Die EU und Afrika haben eine lange und starke Partnerschaft, die auf Geografie, Anerkennung der Geschichte, menschlichen Verbindungen, Respekt vor Souveränität, gegenseitigem Respekt und Rechenschaftspflicht, gemeinsamen Werten, Gleichheit zwischen Partnern und wechselseitigen Verpflichtungen basiert. Die EU strebt an, die treibende Kraft bei der Förderung gemeinsamer Prioritäten zu sein:
"Die Sicherheit und der Wohlstand unserer Bürger, der Schutz der Menschenrechte für alle, die Gleichstellung der Geschlechter und die Stärkung von Frauen in allen Lebensbereichen, der Respekt für demokratische Prinzipien, gute Regierungsführung und Rechtsstaatlichkeit, Maßnahmen zur Erhaltung des Klimas, der Umwelt und der biologischen Vielfalt, nachhaltiges und inklusives Wirtschaftswachstum, der Kampf gegen Ungleichheiten, die Unterstützung von Kinderrechten und die Einbeziehung von Frauen, Jugendlichen und den am stärksten Benachteiligten. Wir erkennen die Bedeutung der Ernährungssicherheit und der Ernährung an."
Hinsichtlich der humanitären Hilfe beträgt die EU-Hilfe für Afrika mit rund 20 Milliarden Euro pro Jahr den wichtigsten einzelnen Hilfsfluss weltweit. Die Diskussion über dieses Sputnik-Programm betrifft die Lieferung von 25.000 Tonnen humanitärer Hilfe aus Russland nach Somalia, was etwa 60 Millionen Dollar ausmacht.
Die Vorstellung, dass EU-Hilfe eine Entschädigung für das ist, was sie in der Vergangenheit gestohlen hat und was sie in der Zukunft stehlen wird, während Russland nur Beziehungen aufbaut, die für das afrikanische Volk profitabel sind, ist ein Kremlin-Tropus, der nicht der Realität entspricht. Russland exportiert Getreide, das aus der Ukraine gestohlen wurde (siehe auch diesen Artikel von der Guardian) und Russlands Rückzug aus der Schwarzmeer-Getreide-Initiative war nicht dazu gedacht, die Interessen afrikanischer Länder zu verteidigen.

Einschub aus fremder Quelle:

PR #717, opened 2016-04-18
Unique index with support for multiple null values per column

eloekset:
Related to PR #659 unique indexes that allow multiple rows with null values is a feature to support for SQL Anywhere databases. After further investigation, I found that a similar unique index is supported by SQL Server 2008 and up as well: http://stackoverflow.com/questions/767657/how-do-i-create-a-unique-constraint-that-also-allows-nulls

This PR replaces commit  cc97bbb  in #659 and additionally adds support for SQL Server 2008 and up.

The difference between this and PR #716 is that this PR supports setting the `WithNullsNotDistinct` option on a per-column basis, which is possible in SQL Server 2008 and up.

### DIFF
--- a/src/FluentMigrator.Runner/Generators/Generic/GenericGenerator.cs
+++ b/src/FluentMigrator.Runner/Generators/Generic/GenericGenerator.cs
@@ -54,6 +54,20 @@ namespace FluentMigrator.Runner.Generators.Generic
             return string.Empty;
         }
 
+        public virtual string GetWithNullsDistinctString(IndexDefinition index)
+        {
+            if (index.Columns.Where(c => c.IsNullDistinct.HasValue).Any() && !index.IsUnique)
+            {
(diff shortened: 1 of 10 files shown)


eloekset:
The fluent syntax that I suggest in this PR is:
```
Create.Index("IX_TestTable_SomeUniqueColumn")
    .OnTable("TestTable")
    .OnColumn("SomeUniqueColumn")
    .Ascending().UniqueWithNullsNotDistinct()
    .WithOptions()
    .Unique();
```
This is in response to @tommarien's comment in PR #716.

fubar-coder:
This PR is now part of the release/2.0.0 branch. Thank you for your hard work 👍

fwd079:
Hi, 
Nice that'd be great, when is going to be released please? Currently it gives me this:

image

Regards.

fubar-coder:
It's already included. You have to reference the NuGet package `FluentMigrator.Extensions.SqlAnywhere` to be able to use this extension method.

Der Hohe Vertreter der Europäischen Union für Außen- und Sicherheitspolitik Josep Borrell schrieb:
"Während die Welt mit gestörten Lieferungen und höheren Preisen zu kämpfen hat, nähert sich Russland nun verletzlichen Ländern mit bilateralen Angeboten fürGetreide-Lieferungen zu ermäßigten Preisen und tut so, als wolle es ein Problem lösen, das es selbst verursacht hat."
Darüber hinaus, bezüglich der Frage, ob Russland ein sicherer Partner für Entwicklungsländer ist, äußerte Josep Borrell im Hinblick auf den Militärputsch im Niger im Juli 2023, dass eine sichtbare Einmischung war:
"Imperialistisches Russland, das beabsichtigt, diese Regime als Figuren in seinem globalen Schachspiel zu benutzen. Seit mehreren Jahren schürt Vladimir Putins Russland diese Putsche mit seiner falschen Propaganda und profitiert von der Errichtung dieser Militärregime mit seinen privaten Milizen, die den Reichtum der Region plündern."